U.S. markets and stock exchange traded funds declined Friday, extending losses for a third day, as traders refocused on the coronavirus outbreak and an uneven economic recovery.
On Friday, the Invesco QQQ Trust (NASDAQ: QQQ) declined 2.6%, SPDR Dow Jones Industrial Average ETF (NYSEArca: DIA) was 1.3% lower and iShares Core S&P 500 ETF (NYSEArca: IVV) fell 1.7%.
High-growth technology shares that led the charge during the market rally were also among the heaviest hit as investors trimmed some of the most high-flying stocks.
“The acceleration of digital, virtual, and e-commerce trends has caused valuations in the tech sector to expand,” Thomas Mantione, managing director at UBS Private Wealth Management, told Reuters. “But as we’ve seen, the tech sector is not immune from the volatility that could be caused by the lack of fiscal policy response to COVID-19 and uncertainty surrounding the 2020 election.”
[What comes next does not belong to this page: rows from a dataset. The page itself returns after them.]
PR #641, opened 2021-03-21
fix(no-unsafe-finally): deal with if-statements or functions in finally blocks, etc.

magurotuna:
Part of #330, #431

- rewrite the implementation with dprint-swc-ecma-ast-view
- add hint message
- refine the implementation so it can properly work for a) if-statements or functions in finally blocks, b) labeled statements
- add/port more tests referring to [ESLint](https://github.com/eslint/eslint/blob/master/tests/lib/rules/no-unsafe-finally.js)

### DIFF
--- a/src/rules/no_unsafe_finally.rs
+++ b/src/rules/no_unsafe_finally.rs
@@ -12,8 +12,25 @@ const HINT: &str = "Use of the control flow statements (`return`, `throw`, `brea
 
 #[derive(Display)]
 enum NoUnsafeFinallyMessage {
-  #[display(fmt = "Unsafe usage of {} statement", _0)]
-  UnsafeUsage(String),
+  #[display(fmt = "Unsafe usage of break statement")]
+  Break,
+  #[display(fmt = "Unsafe usage of continue statement")]
+  Continue,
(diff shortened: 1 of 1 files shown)


src/rules/no_unsafe_finally.rs
```diff
@@ -1,12 +1,38 @@
...
+use super::{Context, LintRule, ProgramRef};
+use crate::handler::{Handler, Traverse};
+use derive_more::Display;
+use dprint_swc_ecma_ast_view::{self as AstView, NodeTrait};
+use swc_common::{Span, Spanned};
 
 pub struct NoUnsafeFinally;
 
+const CODE: &str = "no-unsafe-finally";
+const HINT: &str = "Use of the control flow statements (`return`, `throw`, `break` and `continue`) in a `finally` block will most likely lead to undesired behavior. It's recommended to take a second look.";
```
bartlomieju, line 11: Please remove `It's recommended to take a second look.`. Also it seems that this line exceeds 120 chars, could it be split into multiline?

magurotuna: Okay, fixed it!

bartlomieju (approved):

PR #1199, opened 2023-10-02
upgrade no-sync-fn-in-async-fn

### LINKED ISSUE #1198: upgrade no-sync-fn-in-async-fn
currently `no-sync-fn-in-async-fn` can't catch this:

```ts
async function a() {
   b() // b is blocking, but its hidden from us, we only warn if we see Deno. Sync syntax
}

function b() {
 Deno.xxxxxSync()
}
```

I thought maybe its possible to catch even this:  for example we can consider each function that have  inside it a deno Sync api a blocking function, and save it on a list and now each time we see it we also consider the parent blocking and so on, and now if we see one of these in an async context we emit a warning.

Do you think this is a reasonable idea ?

sigmaSd:
fix https://github.com/denoland/deno_lint/issues/1198

### DIFF
--- a/rust-toolchain.toml
+++ b/rust-toolchain.toml
@@ -1,0 +1,3 @@
+[toolchain]
+channel = "1.70.0"
+components = ["clippy", "rustfmt"]
--- a/rust-toolchain.toml
+++ b/rust-toolchain.toml
@@ -1,3 +1,0 @@
-[toolchain]
-channel = "1.70.0"
-components = ["clippy", "rustfmt"]
--- a/src/rules/fresh_handler_export.rs
+++ b/src/rules/fresh_handler_export.rs
@@ -60,7 +60,9 @@ impl Handler for Visitor {
     let id = match export_decl.decl {
       Decl::Var(var_decl) => {
         if let Some(first) = var_decl.decls.first() {
-          let Pat::Ident(name_ident) = first.name else {return};
+          let Pat::Ident(name_ident) = first.name else {
+            return;
+          };
           name_ident.id
         } else {
           return;
--- a/src/rules/fresh_handler_export.rs
+++ b/src/rules/fresh_handler_export.rs
@@ -60,9 +60,7 @@ impl Handler for Visitor {
     let id = match export_decl.decl {
       Decl::Var(var_decl) => {
         if let Some(first) = var_decl.decls.first() {
-          let Pat::Ident(name_ident) = first.name else {
-            return;
-          };
+          let Pat::Ident(name_ident) = first.name else {return};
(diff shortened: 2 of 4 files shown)


sigmaSd:
- Currently this approach just scan identifiers as strings, can this be better ?
- Can this be made to work across the whole module instead of just the current file ?

bartlomieju:
**Verdict: WIP (draft) — needs changes before it can land.** Not merging (draft + behavior change). The interprocedural approach (mark functions that call `Deno.*Sync`, then flag calls to them inside async fns) is a reasonable direction for #1198; notes below for whoever continues it.

**Correctness (the important ones)**
- **Double traversal produces duplicate / order-dependent diagnostics.** `lint_program_with_ast_view` now calls `rule.traverse(...)` twice, but `member_expr` both *collects* `blocking_fns` **and** *emits* the direct sync-in-async diagnostic on every pass. So the existing direct case will be reported twice, and the new transitive case depends on whether the blocking fn was collected before the call site was visited. You want a clean two-phase split: pass 1 collects `blocking_fns` only (no diagnostics), pass 2 emits only. Right now both phases do both. (The author's own test comments — "should panic / TODO switch to assert_err" — confirm this isn't settled.)
- **Name-based matching via `node.text().to_string()` ignores scope/binding.** Blocking functions are matched by source text, so any identifier with the same name — a shadowing local, a different `foo` in another scope, a method — will false-positive. Consider resolving to the binding (`to_id()` + scope) as the direct-`Deno` check already does, rather than string equality.
- Only 1-hop transitivity: a function that calls a blocking function isn't itself marked blocking. Fine as a first cut, but worth stating as a known limit.

**Performance**
- `blocking_fns: Vec<String>` with `.contains()` is an O(n) scan per identifier visited, and `node.text().to_string()` allocates a `String` for *every* ident/call/var node in the file (whether or not it matches). On large files that's a lot of wasted allocation + an O(nodes × fns) product. Use a `HashSet<String>` (or set of resolved ids) and avoid the `to_string()` until you actually need to compare.

**Minor / will trip CI**
- Unused bindings: `Expr::Ident(ident) => ...` in `handle_paren_callee`, `var_declarator`, and `call_expr` bind `ident` but use `.as_node()` instead — these will raise `unused_variables` warnings (CI denies warnings). Prefix with `_` or drop the binding.
- Typo in the hint: `"consier changing"` → `"consider changing"`.

_Left as draft for the author/another agent: split collect vs. emit into two real phases, switch to binding-based matching + a `HashSet`, fix the unused vars and typo, then convert the placeholder `assert_lint_ok!` cases to `assert_lint_err!`._

PR #1201, opened 2023-10-11
fix: dlint has off-by-one reports

bartlomieju:


bartlomieju:
Closing as stale. This was an unfinished WIP — it still contains leftover `eprintln!` debug output and a TODO, and the actual CLI users run lives in the `deno` repo rather than this example harness. If there's a real off-by-one to fix, it should be done cleanly.

PR #1218, opened 2023-12-19
refactor: Linter, Context and more

bartlomieju:
This is just a cleanup in preparation for another plugin system prototype.

With this commit "Linter" is a struct that should be created only once and used
to lint many files, instead of creating a new instance for every single file.

The API was changed to "Linter::lint_file" that accepts a "LintFileOptions".


dsherret (approved):
LGTM

PR #1228, opened 2024-01-16
feat: Update to APIs deprecated in Deno v1.40

bartlomieju:
Still WiP


iuioiua:
Note: we can use https://github.com/denoland/deno/issues/22079#issue-2098002747

Hopefully, we can land this for 1.40.

Issue #1122, opened 2023-01-29
Rule suggestion: no-self-compare


thegaryroberts:
As per: https://eslint.org/docs/latest/rules/no-self-compare

magurotuna:
That rule makes lots of sense, it would be great to have that one.

thegaryroberts:
It will help prevent nasty bugs in codebases that makes heavy use of destructuring (with shadowed variable names in closures)

AkinAguda:
### tl;dr
Are we protecting against `if (someVar === someVar)` alone or that and also `if ("stringLiteral" === "stringLiteral")`

### Full Version
While working on this, I noticed these tests in eslint:

https://github.com/eslint/eslint/blob/main/tests/lib/rules/no-self-compare.js#L42-L49

My question is, those tests are checking that the left and right of the operator are equal `string`s, not equal `Identifier`s or `MemberExpression`s.

Do we want that? Because what we are guarding against as described in the discussion above and the eslint rule description should not consider comparing if the left and right are both equal strings or am I misunderstanding something?

<img width="909" alt="Screenshot 2024-01-19 at 00 06 51" src="https://github.com/denoland/deno_lint/assets/39712415/e6928cd3-2ddc-47c8-8e9e-7d96e3521b54">

magurotuna:
Closing as it's added by #1230

PR #1230, opened 2024-01-19
feat: add no-self-compare rule

AkinAguda:
related: #1122


AkinAguda:
@magurotuna Please take a look

PR #1240, opened 2024-01-28
chore: disable lock

iuioiua:
This was also done because of Fresh's use of [esm.sh](https://esm.sh/) and [this](https://github.com/denoland/deno-gfm/issues/47#issuecomment-1460872019).


hashrock:
Sorry, I didn't notice. Thank you! This was done in #1245

PR #1242, opened 2024-01-31
docs: point to new "Deno 1.x to 2.x Migration Guide"

iuioiua:
Prerequisite https://github.com/denoland/deno-docs/pull/300


iuioiua (commented):
Couple questions:
1. Is it even worth listing out the individual deprecated APIs? Or rather, could we just say something like "see the migration guide for the full list of deprecated APIs and their migration instructions".
2. Is there a way to detect use of deprecated `.rid` properties and constructors?

bartlomieju:
@kwhinnery could you please take a look?

kwhinnery (approved):

PR #1250, opened 2024-02-14
fix: incorrect lint assumptions  for `no-empty-interface`

### LINKED ISSUE #1249: Interface with no members but with `extend` is not equivalent of the supertype
An interface that extends, but has no members isn't equivalent of the supertype when interface has been already declared.

Stated by the lint description:
> An interface declaring no members is equivalent to its supertype.
> Use the supertype instead, or add members to this interface.

It is in fact not true, since `interface ABC extends XYZ {}` extends the existing `ABC` interface by the members of `XYZ`.
And in case of the interface being defined for the first time, the same applies – it can be later extended with other `interface` declarations, where `type` cannot.

### Lint Name

`no-empty-interface`

### Code Snippet

```ts
interface ABC {
  abc: true;
}

interface XYZ {
  xyz: true;
}

interface ABC extends XYZ {}; // deno-lint(no-empty-interface)

TypeEquals<ABC, {
  abc: true;
  xyz: true;
}>;
```

```ts
type MappedType = {
  [thing in "a" | "b" | "c"]: true;
};

interface ABC extends MappedType {}; // workaround around not being able to use mapped types in interfaces. This allows `ABC` to be extended with other interface declarations.

interface ABC {
  abc: true;
}

TypeEquals<ABC, {
  abc: true;
  a: true;
  b: true;
  c: true;
}>;
```

### Expected Result
 - `interface ABC {}` should error out for being empty
 - `interface ABC extends XYZ {}` shouldn't error 

### Actual Result
 - `interface ABC extends XYZ {}` errors
 
### Additional Info

`interface ABC extends XYZ {}` can be useful in scenarios, where global namespaces are augmented to allow extending given type definitions by the module.

### Version

```
deno 1.40.4 (release, x86_64-unknown-linux-gnu)
v8 12.1.285.6
typescript 5.3.3
```

Im-Beast:
This PR removes linting error for `interface ABC extends XYZ {}` while keeping lint errors for empty interfaces with no extends (`interface ABC {}`).

Fixes #1249

### DIFF
--- a/docs/rules/no_empty_interface.md
+++ b/docs/rules/no_empty_interface.md
@@ -1,7 +1,7 @@
 Disallows the declaration of an empty interface
 
-An interface with no members serves no purpose.
-This rule will capture these situations as either unnecessary code or a mistaken empty implementation.
+An interface with no members serves no purpose. This rule will capture these
+situations as either unnecessary code or a mistaken empty implementation.
 
 ### Invalid:
 
--- a/docs/rules/no_empty_interface.md
+++ b/docs/rules/no_empty_interface.md
@@ -1,16 +1,12 @@
 Disallows the declaration of an empty interface
 
-An interface with no members serves no purpose. Either the interface extends
-another interface, in which case the supertype can be used, or it does not
-extend a supertype in which case it is the equivalent to an empty object. This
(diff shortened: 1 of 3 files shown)


dsherret (approved):
LGTM. Thanks!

The markets earlier this week strengthened as investors looked to further support from the Federal Reserve, but losses piled on without additional details on any more Fed action. Furthermore, some even took the central bank’s more cautious tone as a signal of potential problems with the economic recovery.
Meanwhile, market volatility on Friday also spiked, but market observers attributed the swings to a quarterly expiration of U.S. stock options, stock index futures and index option contracts, known as “quadruple witching”.
“It is normally a day where you’re glued to your screen and you’re watching for volatility,” Altaf Kassam, head of investment strategy for State Street Global Advisors in Europe, told the Wall Street Journal. “We’ve had an abnormal amount of options on single stocks, so you might see some movement in single stocks.”
On Capitol Hill, lawmakers are pushing for a bipartisan spending bill to avert a government shutdown next month while Democrats and Republicans remain at an impasse over the second coronavirus relief bill despite President Donald Trump’s interest in a new deal. The inaction has weighed on investment sentiment as many believed another relief package could lift consumer spending and bolster a slowing economic recovery.